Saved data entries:
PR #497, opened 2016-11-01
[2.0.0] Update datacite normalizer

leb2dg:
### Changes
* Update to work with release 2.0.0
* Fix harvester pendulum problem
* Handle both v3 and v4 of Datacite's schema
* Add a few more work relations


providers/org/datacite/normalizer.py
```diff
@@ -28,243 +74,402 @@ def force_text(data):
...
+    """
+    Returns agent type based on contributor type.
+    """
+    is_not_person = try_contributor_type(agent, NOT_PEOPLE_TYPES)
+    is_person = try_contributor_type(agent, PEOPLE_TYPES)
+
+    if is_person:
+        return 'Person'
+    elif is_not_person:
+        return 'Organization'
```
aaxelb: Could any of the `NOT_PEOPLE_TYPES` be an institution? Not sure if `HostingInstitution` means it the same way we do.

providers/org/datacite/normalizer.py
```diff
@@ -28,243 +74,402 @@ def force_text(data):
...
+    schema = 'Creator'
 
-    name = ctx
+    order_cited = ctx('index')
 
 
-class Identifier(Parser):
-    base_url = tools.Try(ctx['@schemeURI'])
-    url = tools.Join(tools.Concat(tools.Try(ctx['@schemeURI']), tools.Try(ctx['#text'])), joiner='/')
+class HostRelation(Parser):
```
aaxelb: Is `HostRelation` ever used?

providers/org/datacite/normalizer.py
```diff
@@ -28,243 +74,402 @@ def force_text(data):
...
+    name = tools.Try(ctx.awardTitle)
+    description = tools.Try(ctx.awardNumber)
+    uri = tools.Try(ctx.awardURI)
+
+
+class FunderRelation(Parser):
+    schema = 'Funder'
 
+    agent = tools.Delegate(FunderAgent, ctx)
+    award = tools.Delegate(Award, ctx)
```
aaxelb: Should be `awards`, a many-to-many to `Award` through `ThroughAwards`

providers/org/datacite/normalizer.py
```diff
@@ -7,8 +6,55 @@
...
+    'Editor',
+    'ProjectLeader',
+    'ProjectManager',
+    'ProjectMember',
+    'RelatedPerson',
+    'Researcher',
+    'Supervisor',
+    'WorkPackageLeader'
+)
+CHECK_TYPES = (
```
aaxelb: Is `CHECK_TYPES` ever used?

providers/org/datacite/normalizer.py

* * *

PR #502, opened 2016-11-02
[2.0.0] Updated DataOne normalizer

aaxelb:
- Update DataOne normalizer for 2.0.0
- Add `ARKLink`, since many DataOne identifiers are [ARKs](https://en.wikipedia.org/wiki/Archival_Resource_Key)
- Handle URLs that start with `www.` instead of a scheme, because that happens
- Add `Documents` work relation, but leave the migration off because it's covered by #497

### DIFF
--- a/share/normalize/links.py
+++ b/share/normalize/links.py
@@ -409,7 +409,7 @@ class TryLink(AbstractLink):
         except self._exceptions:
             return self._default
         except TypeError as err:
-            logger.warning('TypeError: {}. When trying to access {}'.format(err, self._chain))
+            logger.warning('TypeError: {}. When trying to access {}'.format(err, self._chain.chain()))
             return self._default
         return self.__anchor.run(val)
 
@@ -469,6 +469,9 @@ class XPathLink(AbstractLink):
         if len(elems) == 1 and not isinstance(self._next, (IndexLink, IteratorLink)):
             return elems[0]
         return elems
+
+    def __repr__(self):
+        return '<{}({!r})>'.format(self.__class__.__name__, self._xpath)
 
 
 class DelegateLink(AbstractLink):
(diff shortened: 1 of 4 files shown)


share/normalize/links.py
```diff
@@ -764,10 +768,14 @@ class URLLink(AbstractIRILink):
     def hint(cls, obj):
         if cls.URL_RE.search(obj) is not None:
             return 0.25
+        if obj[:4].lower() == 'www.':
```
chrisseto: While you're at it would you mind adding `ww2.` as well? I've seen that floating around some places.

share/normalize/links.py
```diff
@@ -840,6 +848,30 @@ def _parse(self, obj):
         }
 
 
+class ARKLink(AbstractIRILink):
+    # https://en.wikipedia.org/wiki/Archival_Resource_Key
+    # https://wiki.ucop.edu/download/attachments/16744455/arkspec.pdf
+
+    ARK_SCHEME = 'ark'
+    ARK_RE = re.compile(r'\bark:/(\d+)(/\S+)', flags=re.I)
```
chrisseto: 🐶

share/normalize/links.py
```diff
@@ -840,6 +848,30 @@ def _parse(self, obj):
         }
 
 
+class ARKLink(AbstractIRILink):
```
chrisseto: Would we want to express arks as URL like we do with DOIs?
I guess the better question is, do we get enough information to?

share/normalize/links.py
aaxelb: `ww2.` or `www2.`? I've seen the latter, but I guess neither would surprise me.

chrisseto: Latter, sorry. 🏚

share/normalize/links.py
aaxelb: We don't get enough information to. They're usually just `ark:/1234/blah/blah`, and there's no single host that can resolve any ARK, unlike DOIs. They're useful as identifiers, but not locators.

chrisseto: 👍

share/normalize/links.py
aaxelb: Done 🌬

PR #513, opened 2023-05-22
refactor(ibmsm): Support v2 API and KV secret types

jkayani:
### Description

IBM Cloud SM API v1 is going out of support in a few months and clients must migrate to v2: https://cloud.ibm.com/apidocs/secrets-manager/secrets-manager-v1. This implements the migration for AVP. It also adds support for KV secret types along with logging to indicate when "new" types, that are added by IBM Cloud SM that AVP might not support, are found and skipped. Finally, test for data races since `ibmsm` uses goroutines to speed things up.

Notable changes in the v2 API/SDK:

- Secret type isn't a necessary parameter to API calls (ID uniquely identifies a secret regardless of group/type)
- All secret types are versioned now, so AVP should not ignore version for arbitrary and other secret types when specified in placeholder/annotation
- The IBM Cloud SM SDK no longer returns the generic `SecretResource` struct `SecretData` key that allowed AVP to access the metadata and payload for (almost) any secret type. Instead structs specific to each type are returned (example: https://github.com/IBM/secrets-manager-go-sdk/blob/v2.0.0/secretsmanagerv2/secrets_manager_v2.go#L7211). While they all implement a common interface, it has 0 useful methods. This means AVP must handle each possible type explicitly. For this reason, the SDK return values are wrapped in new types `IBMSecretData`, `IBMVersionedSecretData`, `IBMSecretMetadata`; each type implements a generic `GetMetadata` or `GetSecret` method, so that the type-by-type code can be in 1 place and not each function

**AIM OF THE TASK**: In the records above, find each line that mentions the string "HostRelation", then copy it.

**SOLUTION TO THIS TASK**:
+class HostRelation(Parser):
aaxelb: Is `HostRelation` ever used?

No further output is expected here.